Some of you have already seen John Armstrong's excellent presentation of Si-Ir alloy data he and Paul Carpenter acquired for JPL when John and Paul were still at Cal Tech. It is a wonderful example of why we need more than one matrix correction method.

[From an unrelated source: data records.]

PR #133, opened 2022-12-01
Fix the broken master by the upgrade of GTest

BewareMyPower:
### Motivation

The `ubuntu:latest` image became `ubuntu:22.04` after https://github.com/actions/runner-images/issues/6399. The GTest is no longer compatible with the current code so the CI failed.

### Modifications

Pass `int` to `TestWithParam` and stick the image version to `ubuntu-22.04` instead of `ubuntu-latest`.

### DIFF
--- a/.github/workflows/ci-pr-validation.yaml
+++ b/.github/workflows/ci-pr-validation.yaml
@@ -31,7 +31,7 @@ jobs:
 
   unit-tests:
     name: Run unit tests
-    runs-on: ubuntu-latest
+    runs-on: ubuntu-22.04
     timeout-minutes: 120
 
     steps:
--- a/tests/KeyValueSchemaTest.cc
+++ b/tests/KeyValueSchemaTest.cc
@@ -25,6 +25,12 @@ using namespace pulsar;
 
 static const std::string lookupUrl = "pulsar://localhost:6650";
 
+// NOTE: the default operator<< for KeyValueEncodingType (value, not const reference) might not work on some
+// GTest implementations. We need to implement the operator<< for const reference.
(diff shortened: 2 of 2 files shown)


BewareMyPower:
@erobot It seems to be a bug of gtest. I fixed it in another way (add an inline overload for const reference). Did you have any thought?

BewareMyPower:
Not sure if it's a bug for GCC 11 or GTest itself. Let's continue this fix because it doesn't change the public API.

tisonkun (approved):
LGTM.

In another perspective, I'd prefer a fixed version of `run-os` instead of `latest` so that we explicit do the upgration on demand.

BewareMyPower:
> I'd prefer a fixed version of run-os instead of latest so that we explicit do the upgration on demand.

Agreed. I will modify it in this PR.

BewareMyPower:
I opened an issue here: https://github.com/google/googletest/issues/4079.

BewareMyPower:
Now the tests work for Ubuntu 22.04 (GCC 11) but it failed for Ubuntu 20.04 (GCC 9) in my local env.

```
/usr/include/gtest/gtest-printers.h:287:7: error: ambiguous overload for ‘operator<<’ (operand types are ‘std::ostream’ {aka ‘std::basic_ostream<char>’} and ‘const pulsar::KeyValueEncodingType’)
  287 |   *os << value;
      |   ~~~~^~~~~~~~
```

I decided to use another way to fix to avoid API changes.

Demogorgon314 (approved):

RobertIndie (approved):

tisonkun (approved):

PR #138, opened 2022-12-06
Boost optional

### LINKED ISSUE #134: [Enhancement]  Do not use custom written Optional<T> class
### Search before asking

- [X] I searched in the [issues](https://github.com/apache/pulsar-client-cpp/issues) and found nothing similar.

### Version

repo/master

### Minimal reproduce step

template <> class Optional;

Use optional class from boost or std

### What did you see instead?

Used custom written Optional class

### Anything else?

At this moment pulsar-client-cpp heavily used boost and std library. I suggest to use boost::optional instead of Optional class.
Boost::optional well-tested and has similar API with std::optional (at most). 
In this issue I do not suggest to increase C++ standart to C++17 (from C++11) where std::optional is available, but in the future it can be done easily.

- [X] I'm willing to submit a PR!

fregate:
Fixes #134

Master Issue: #<xyz>

### Motivation

Switch to use boost::optional instead self-written Optional class

### Modifications

Remove class Optional in Utils.h and change all usage to boost::optional

### Verifying this change

*(or)*

### Documentation

- [ * ] `doc-not-needed` 
This is internal structure, not a public API

### DIFF
--- a/lib/ConsumerImpl.cc
+++ b/lib/ConsumerImpl.cc
@@ -512,7 +512,7 @@ void ConsumerImpl::messageReceived(const ClientConnectionPtr& cnx, const proto::
         m.impl_->convertPayloadToKeyValue(config_.getSchema());
 
         const auto startMessageId = startMessageId_.get();
-        if (isPersistent_ && startMessageId.has_value() &&
+        if (isPersistent_ && startMessageId &&
             m.getMessageId().ledgerId() == startMessageId.value().ledgerId() &&
             m.getMessageId().entryId() == startMessageId.value().entryId() &&
             isPriorEntryIndex(m.getMessageId().entryId())) {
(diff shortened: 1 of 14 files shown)


lib/ConsumerImpl.cc
```diff
@@ -512,7 +512,7 @@ void ConsumerImpl::messageReceived(const ClientConnectionPtr& cnx, const proto::
         m.impl_->convertPayloadToKeyValue(config_.getSchema());
 
         const auto startMessageId = startMessageId_.get();
-        if (isPersistent_ && startMessageId.is_present() &&
+        if (isPersistent_ && startMessageId.has_value() &&
```
shibd, line 515: Uniform style:
```suggestion
        if (isPersistent_ && startMessageId &&
```

shibd (approved):

BewareMyPower (approved):

PR #142, opened 2022-12-12
[feat] Support AUTO_PUBLISH schema.

shibd:
Master Issue: apache/pulsar/pull/2685

### Motivation

Implementing AUTO_PUBLISH schema solves the following problems:
1. If a schema exists in a topic, but the producer does not know it. He still wanted to send data to the topic. (The scenario in which the DLQ sends a message: Please refer #139 **[Verifying this change][5]**)

2. For clients based on C++ implementations(Node and Python), these client supports help users serialize and deserialize.
They can use this `AUTO_PUBLISH` schema feature to implement the same semantics as Java clients.

### Modifications
- When creating a producer with `AUTO_PUBLISH` schema, try to get the schema of that topic and use it.
- Support `getSchema` on `LookupService`(HTTP and Binary).

### Verifying this change

  - Add `LookupServiceTest` unit test to cover `getSchema` logic.
  - Add `SchemaTest.testAutoPublicSchema` unit test to cover creating producer success when the topic has a schema.

### Documentation

- [ ] `doc-required` 

- [x] `doc-not-needed` 
(Please explain why)

- [ ] `doc` 

- [ ] `doc-complete`

### DIFF
--- a/include/pulsar/Result.h
+++ b/include/pulsar/Result.h
@@ -92,6 +92,8 @@ enum Result
     ResultMemoryBufferIsFull,  /// Client-wide memory limit has been reached
 
     ResultInterrupted,  /// Interrupted while waiting to dequeue
+
+    ResultNotFound  /// The generic was not found
 };
 
 // Return string representation of result code
--- a/include/pulsar/Schema.h
+++ b/include/pulsar/Schema.h
@@ -134,6 +134,8 @@ enum SchemaType
 // Return string representation of result code
 PULSAR_PUBLIC const char *strSchemaType(SchemaType schemaType);
 
+PULSAR_PUBLIC SchemaType enumSchemaType(std::string schemaTypeStr);
+
 class SchemaInfoImpl;
 
 typedef std::map<std::string, std::string> StringMap;
@@ -195,7 +197,6 @@ class PULSAR_PUBLIC SchemaInfo {
    private:
     typedef std::shared_ptr<SchemaInfoImpl> SchemaInfoImplPtr;
     SchemaInfoImplPtr impl_;
-    static constexpr uint32_t INVALID_SIZE = 0xFFFFFFFF;
 };
 
 }  // namespace pulsar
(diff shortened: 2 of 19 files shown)


BewareMyPower:
It looks like this PR mainly solves the issue that the producer cannot be created when `isSchemaValidationEnforced` is true. But the validation still requires the new dependencies like Avro. Otherwise, the `AUTO_PUBLISH` schema with no validation could be weird.

We should not introduce the validation logic into the C++ client. Maybe we can think of a way to support passing a customized message builder so that we can perform the validation on a generic type without exposing the internal code.

> If a schema exists in a topic, but the producer does not know it. He still wanted to send data to the topic. (The scenario in which the DLQ sends a message

Could you describe in which case could the DLQ topic have schema? I thought he topic could only be created by the client itself, right?

shibd:
> It looks like this PR mainly solves the issue that the producer cannot be created when isSchemaValidationEnforced is true. But the validation still requires the new dependencies like Avro. Otherwise, the AUTO_PUBLISH schema with no validation could be weird.

Yes, and we also need to support setting the schema when sending messages. Only then is `AUTO_PUBLISH` fully usable.

> We should not introduce the validation logic into the C++ client. Maybe we can think of a way to support passing a customized message builder so that we can perform the validation on a generic type without exposing the internal code.

I think we can open an issue or mail thread to discuss it.

> Could you describe in which case could the DLQ topic have schema? I thought he topic could only be created by the client itself, right?

Yes, When the user creates a dead-letter topic by himself, and the schema of the dead-letter topic is not compatible from the schema of the source topic, the DLQ producer will create failed.

BTW: This scenario is relatively rare, and I don't think it affects the release of DLQ features.


I will close this PR first.

shibd:
> Yes, When the user creates a dead-letter topic by himself, and the schema of the dead-letter topic is not compatible from the schema of the source topic, the DLQ producer will create failed.

If a topic has a schema, and the consumer uses AUTO_CONSUME schema, and DLQTopic also has the same schema. In this case, the DLQ producer fails to create(IncompatibleSchema). Because DLQ producers created in consumers do not have a schema.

Basically the presentation starts by John explaining how JPL was sure that the alloy in question was either Si50Ir50 (atomic) or Si55Ir45 (atomic), but they didn't know which phase it was. So John proceeds to show his measurements, which when calculated using his default matrix corrections (Armstrong/Reed/CITZMU) gave this result:
(https://smf.probesoftware.com/oldpics/i59.tinypic.com/2sbtqvq.jpg)
So, it must be the Si55Ir45 phase right? Maybe...
But let's run the other matrix corrections to be sure by checking the Use All Matrix Corrections box as seen here:
(https://smf.probesoftware.com/oldpics/i61.tinypic.com/33y4cgm.jpg)
Then we obtain these results after clicking the Calculate button as seen here:
(https://smf.probesoftware.com/oldpics/i58.tinypic.com/2yjy49y.jpg)
Please note that matrix correction #1, the one we showed above does give the Si55Ir45 composition, but now look at the very next matrix correction, a traditional one going back to Philibert, which gives a 50:50 atomic ratio- also one of the "expected" compositions!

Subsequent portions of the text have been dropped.